Collected data:
#####
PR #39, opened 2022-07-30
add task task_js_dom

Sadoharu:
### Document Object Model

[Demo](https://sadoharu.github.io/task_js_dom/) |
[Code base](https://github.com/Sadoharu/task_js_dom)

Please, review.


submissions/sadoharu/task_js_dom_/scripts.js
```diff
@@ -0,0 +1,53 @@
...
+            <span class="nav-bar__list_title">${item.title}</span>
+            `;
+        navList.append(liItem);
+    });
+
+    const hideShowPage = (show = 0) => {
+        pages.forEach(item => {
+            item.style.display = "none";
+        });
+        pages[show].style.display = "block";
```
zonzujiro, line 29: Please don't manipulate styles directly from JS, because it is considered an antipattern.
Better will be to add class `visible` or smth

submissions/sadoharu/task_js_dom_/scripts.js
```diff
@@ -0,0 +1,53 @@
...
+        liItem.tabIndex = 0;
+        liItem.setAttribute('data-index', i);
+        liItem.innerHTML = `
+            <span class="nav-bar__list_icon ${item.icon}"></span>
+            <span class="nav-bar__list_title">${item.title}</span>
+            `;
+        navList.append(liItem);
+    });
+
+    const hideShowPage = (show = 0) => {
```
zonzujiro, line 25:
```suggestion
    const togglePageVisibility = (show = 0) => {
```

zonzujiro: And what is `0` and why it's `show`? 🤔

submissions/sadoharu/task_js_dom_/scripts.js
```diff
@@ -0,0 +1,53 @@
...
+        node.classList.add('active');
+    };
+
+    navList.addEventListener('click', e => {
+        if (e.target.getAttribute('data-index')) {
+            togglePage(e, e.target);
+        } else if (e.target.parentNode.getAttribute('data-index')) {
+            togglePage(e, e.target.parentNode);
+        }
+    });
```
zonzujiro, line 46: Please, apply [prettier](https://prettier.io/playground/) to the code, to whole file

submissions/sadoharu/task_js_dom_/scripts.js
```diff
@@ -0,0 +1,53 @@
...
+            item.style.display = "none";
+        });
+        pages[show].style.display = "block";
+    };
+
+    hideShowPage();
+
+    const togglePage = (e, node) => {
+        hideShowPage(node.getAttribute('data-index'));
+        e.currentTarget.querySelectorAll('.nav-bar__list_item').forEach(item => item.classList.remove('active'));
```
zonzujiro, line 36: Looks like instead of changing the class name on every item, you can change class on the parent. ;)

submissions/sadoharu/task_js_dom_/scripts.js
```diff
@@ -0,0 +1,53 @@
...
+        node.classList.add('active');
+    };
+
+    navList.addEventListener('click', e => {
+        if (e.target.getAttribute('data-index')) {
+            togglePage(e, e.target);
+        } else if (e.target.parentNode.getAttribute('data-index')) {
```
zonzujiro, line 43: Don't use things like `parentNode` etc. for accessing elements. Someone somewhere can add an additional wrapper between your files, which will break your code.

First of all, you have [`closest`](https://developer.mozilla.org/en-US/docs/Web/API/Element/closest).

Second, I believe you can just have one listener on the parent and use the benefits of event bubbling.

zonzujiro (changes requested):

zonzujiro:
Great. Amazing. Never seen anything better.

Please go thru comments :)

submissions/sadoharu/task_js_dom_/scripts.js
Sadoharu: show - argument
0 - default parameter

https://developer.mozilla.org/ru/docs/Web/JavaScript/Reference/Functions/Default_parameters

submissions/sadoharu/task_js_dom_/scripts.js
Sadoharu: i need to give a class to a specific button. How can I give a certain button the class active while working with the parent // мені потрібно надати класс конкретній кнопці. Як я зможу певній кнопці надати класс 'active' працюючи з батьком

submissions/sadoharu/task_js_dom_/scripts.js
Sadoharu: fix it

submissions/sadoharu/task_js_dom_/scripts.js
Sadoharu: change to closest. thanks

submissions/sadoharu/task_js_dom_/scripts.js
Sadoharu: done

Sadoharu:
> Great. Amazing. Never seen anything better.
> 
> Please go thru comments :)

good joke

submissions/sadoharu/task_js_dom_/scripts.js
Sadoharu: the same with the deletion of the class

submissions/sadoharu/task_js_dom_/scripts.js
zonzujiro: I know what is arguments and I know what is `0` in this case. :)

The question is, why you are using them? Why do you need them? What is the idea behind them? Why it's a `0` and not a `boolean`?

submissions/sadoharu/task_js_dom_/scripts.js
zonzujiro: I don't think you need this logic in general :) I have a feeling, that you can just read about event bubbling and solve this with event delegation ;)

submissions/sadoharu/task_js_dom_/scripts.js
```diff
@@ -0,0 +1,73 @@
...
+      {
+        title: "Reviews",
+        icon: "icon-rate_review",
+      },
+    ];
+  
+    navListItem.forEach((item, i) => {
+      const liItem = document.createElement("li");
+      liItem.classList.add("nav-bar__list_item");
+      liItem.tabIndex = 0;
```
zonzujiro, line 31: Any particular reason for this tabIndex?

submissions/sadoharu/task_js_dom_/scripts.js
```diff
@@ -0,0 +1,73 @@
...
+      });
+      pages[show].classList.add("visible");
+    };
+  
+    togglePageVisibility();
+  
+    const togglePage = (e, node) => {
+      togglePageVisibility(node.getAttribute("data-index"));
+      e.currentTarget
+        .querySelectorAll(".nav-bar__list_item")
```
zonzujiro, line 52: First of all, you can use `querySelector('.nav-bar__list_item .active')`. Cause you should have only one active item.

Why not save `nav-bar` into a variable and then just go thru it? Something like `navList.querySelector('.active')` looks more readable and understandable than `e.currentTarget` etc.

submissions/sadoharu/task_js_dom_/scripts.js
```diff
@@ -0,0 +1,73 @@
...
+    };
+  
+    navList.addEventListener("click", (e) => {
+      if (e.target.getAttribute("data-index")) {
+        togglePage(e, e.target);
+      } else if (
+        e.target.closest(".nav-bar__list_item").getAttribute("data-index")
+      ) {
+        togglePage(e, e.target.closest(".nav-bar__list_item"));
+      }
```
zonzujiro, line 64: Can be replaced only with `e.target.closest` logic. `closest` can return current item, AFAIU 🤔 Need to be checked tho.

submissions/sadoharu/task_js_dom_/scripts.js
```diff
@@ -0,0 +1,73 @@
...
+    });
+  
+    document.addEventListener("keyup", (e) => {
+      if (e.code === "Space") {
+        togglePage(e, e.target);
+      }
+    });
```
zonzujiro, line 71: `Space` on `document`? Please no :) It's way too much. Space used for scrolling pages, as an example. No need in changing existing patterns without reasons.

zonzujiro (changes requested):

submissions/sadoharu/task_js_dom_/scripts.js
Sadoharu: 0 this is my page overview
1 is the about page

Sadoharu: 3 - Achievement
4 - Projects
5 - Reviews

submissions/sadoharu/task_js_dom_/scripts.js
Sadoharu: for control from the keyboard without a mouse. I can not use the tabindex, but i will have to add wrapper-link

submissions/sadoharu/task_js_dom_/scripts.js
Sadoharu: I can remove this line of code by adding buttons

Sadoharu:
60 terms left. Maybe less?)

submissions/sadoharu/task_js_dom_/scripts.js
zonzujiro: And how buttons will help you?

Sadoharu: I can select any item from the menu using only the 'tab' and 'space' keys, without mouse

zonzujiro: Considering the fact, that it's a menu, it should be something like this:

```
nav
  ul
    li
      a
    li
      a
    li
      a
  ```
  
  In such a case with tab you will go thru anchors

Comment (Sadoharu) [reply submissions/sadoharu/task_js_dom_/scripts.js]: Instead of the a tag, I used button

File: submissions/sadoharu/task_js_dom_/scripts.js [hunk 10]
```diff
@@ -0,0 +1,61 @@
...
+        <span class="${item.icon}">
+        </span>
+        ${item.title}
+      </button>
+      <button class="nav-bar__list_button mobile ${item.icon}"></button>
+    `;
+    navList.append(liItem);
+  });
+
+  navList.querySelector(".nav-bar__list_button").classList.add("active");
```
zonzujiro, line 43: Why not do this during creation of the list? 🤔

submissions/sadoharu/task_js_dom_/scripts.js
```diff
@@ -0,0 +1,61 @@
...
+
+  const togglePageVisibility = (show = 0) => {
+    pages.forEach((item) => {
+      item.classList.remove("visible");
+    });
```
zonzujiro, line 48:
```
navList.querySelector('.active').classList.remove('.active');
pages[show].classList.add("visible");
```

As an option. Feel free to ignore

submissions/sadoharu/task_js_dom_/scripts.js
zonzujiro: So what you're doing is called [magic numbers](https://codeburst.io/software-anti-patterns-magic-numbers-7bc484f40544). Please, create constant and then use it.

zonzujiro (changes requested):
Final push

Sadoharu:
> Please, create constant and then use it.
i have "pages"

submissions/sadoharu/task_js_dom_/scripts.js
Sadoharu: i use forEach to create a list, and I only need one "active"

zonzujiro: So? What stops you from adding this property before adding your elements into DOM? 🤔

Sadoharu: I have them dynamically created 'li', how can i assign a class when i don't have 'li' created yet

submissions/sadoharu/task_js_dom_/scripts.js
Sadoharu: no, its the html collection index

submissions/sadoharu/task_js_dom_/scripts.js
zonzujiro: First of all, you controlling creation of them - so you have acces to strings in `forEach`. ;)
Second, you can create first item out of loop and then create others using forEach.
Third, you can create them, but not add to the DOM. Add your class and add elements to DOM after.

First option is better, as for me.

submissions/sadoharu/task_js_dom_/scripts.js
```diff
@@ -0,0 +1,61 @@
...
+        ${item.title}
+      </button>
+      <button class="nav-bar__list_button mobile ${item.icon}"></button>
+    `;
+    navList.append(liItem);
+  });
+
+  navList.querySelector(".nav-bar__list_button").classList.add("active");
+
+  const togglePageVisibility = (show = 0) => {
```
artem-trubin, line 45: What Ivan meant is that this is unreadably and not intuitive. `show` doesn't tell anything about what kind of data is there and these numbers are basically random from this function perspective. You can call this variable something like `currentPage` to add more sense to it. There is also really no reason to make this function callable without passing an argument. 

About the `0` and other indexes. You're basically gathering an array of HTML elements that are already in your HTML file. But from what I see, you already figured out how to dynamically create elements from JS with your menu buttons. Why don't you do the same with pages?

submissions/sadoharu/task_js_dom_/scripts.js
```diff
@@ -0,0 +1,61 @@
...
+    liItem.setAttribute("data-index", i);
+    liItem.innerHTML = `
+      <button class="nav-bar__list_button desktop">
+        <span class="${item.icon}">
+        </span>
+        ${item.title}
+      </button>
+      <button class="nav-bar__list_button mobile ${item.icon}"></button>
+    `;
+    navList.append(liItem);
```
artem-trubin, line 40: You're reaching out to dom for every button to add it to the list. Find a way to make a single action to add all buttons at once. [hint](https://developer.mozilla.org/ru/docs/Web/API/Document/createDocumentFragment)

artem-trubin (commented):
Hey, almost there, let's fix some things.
#####
§ **Work to be completed**
Which lines of the records above contain the word "Never"? Show each of them.

§ **Response**
Great. Amazing. Never seen anything better.
> Great. Amazing. Never seen anything better.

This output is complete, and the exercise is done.